Problem requirements
Retype exactly the lines from the line with "Closes #387" to the end of the data, keeping both boundary lines.

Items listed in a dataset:
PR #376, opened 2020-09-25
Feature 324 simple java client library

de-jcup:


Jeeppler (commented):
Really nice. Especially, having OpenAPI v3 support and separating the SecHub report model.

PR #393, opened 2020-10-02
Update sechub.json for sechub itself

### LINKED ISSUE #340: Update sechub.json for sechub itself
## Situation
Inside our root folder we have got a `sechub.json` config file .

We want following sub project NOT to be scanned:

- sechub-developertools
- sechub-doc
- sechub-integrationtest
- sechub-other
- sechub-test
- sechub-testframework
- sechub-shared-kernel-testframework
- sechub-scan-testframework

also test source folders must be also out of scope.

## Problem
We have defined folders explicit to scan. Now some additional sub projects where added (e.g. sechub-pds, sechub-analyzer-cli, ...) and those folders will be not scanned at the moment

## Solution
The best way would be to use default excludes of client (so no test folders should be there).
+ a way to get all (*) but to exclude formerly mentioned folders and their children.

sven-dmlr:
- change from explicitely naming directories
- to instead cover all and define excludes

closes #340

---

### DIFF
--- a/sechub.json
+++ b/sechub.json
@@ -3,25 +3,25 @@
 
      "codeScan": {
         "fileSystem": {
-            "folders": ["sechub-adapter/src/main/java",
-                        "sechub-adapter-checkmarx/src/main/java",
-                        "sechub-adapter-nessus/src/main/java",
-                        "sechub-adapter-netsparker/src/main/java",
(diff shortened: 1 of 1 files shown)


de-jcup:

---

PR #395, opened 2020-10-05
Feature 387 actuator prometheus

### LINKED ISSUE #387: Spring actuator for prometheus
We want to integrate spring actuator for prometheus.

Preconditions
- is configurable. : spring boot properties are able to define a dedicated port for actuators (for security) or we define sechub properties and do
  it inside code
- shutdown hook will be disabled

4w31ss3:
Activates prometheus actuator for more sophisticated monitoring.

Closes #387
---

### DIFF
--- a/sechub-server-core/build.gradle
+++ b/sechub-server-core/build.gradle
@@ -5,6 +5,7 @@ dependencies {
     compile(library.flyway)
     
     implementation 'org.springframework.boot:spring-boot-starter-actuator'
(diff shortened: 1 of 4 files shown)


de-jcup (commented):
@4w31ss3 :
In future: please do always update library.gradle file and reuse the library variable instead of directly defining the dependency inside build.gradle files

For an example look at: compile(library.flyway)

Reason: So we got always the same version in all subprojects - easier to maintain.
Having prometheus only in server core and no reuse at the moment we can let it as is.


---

Expected answer
Closes #387
---

### DIFF
--- a/sechub-server-core/build.gradle
+++ b/sechub-server-core/build.gradle
@@ -5,6 +5,7 @@ dependencies {
     compile(library.flyway)
     
     implementation 'org.springframework.boot:spring-boot-starter-actuator'
(diff shortened: 1 of 4 files shown)


de-jcup (commented):
@4w31ss3 :
In future: please do always update library.gradle file and reuse the library variable instead of directly defining the dependency inside build.gradle files

For an example look at: compile(library.flyway)

Reason: So we got always the same version in all subprojects - easier to maintain.
Having prometheus only in server core and no reuse at the moment we can let it as is.


---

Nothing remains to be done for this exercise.